The rapture Paul wrote about was those who were alive and remained through the trib until Christ returned. Only those people are part of what we know as "the rapture"....a bodily catching up of the trib's saved survivors....they are also "changed" (allasso in the Greek) which changes the mortal body into immortal.
Paul was not raptured. He died and his spirit returned to God as is written. He will be of those who return with Christ and meet those who are raptured to also meet them.
It would be inclusive of those who depart, since the living cannot hinder the departed from attaining their Crown of Life.
Jesus is pictured as coming with those who had departed before the living.
It introduces a deeper meaning to the term rapture than what meets the eye. Since rapture had to have been applied to the departed in Christ, as Jesus said be faithful onto death and I will give you a Crown of Life.
Rapture implies the getting of a believer out of the context of situation within this temporal realm.
If Paul addressed it only to the Living then he would not in a matter of a few versus say the following
1 Thessalonians 4:14-17
14For we believe that Jesus died and rose again, and so we believe that
God will bring with Jesus those who have fallen asleep in him.

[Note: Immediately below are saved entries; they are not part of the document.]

Issue #116, opened 2021-05-25
Allow to publish stubs


Wulfheart:
When running `php artisan stub:publish` the action stub doesn't get exported.

Wulfheart:
I will open a PR with a fox later that day.

Wulfheart:
I found out that `php artisan stub:publish` only publishes Laravel's stubs. `php artisan vendor:publish --tag=stubs` does the trick.

PR #119, opened 2021-05-30
Refactoring stub variables to match Laravel's pattern

Wulfheart:
Compare https://github.com/laravel/framework/blob/8.x/src/Illuminate/Foundation/Console/stubs/test.stub. The generation still works, I didn't find a test for it.
Related to #116.

### DIFF
--- a/src/Console/stubs/action.stub
+++ b/src/Console/stubs/action.stub
@@ -1,10 +1,10 @@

15According to the Lord’s word,
we tell you that we who are still alive, who are left until the coming of the Lord, will certainly not precede those who have fallen asleep.
16For the Lord himself will come down from heaven, with a loud command, with the voice of the archangel and with the trumpet call of God, and
the dead in Christ will rise first. 17After that, we
who are still alive and are left will be caught up together with them in the clouds to meet the Lord in the air. And so we will be with the Lord forever.
The catching up with them who are departed like Paul on that Day and the remnant who are alive will
certainly not precede those who have fallen asleep.
This means that the departed are raptured first before the living implying they are sealed to receive their immortal resurrection bodies before those remaining alive.
It makes no sense to exclude the departed as being the first cab of the rank so to speak as far as the resurrection is concerned.
We need to bring the above in harmony with
1 Corinthians 15:51-52
51Listen, I tell you a mystery:
We will not all sleep, but we will all be changed—
52in a flash, in the twinkling of an eye, at
the last trumpet.
So where are those who died?
52in a flash, in the twinkling of an eye, at the last trumpet. For the trumpet will sound,
the dead will be raised imperishable, and THEN we will be changed.
I put then purposely to highlight a conjunction and statement showing priority of who is raised first which implies the dead are raptured first before the living.
Rapture definition becomes inclusive of the departed and the deeper meaning of catching up seems to imply of being transfered from the temporal realm to the eternal realm within the eternal heavenly resurrection body. The implication is that the dead in Christ must be caught up first before the living.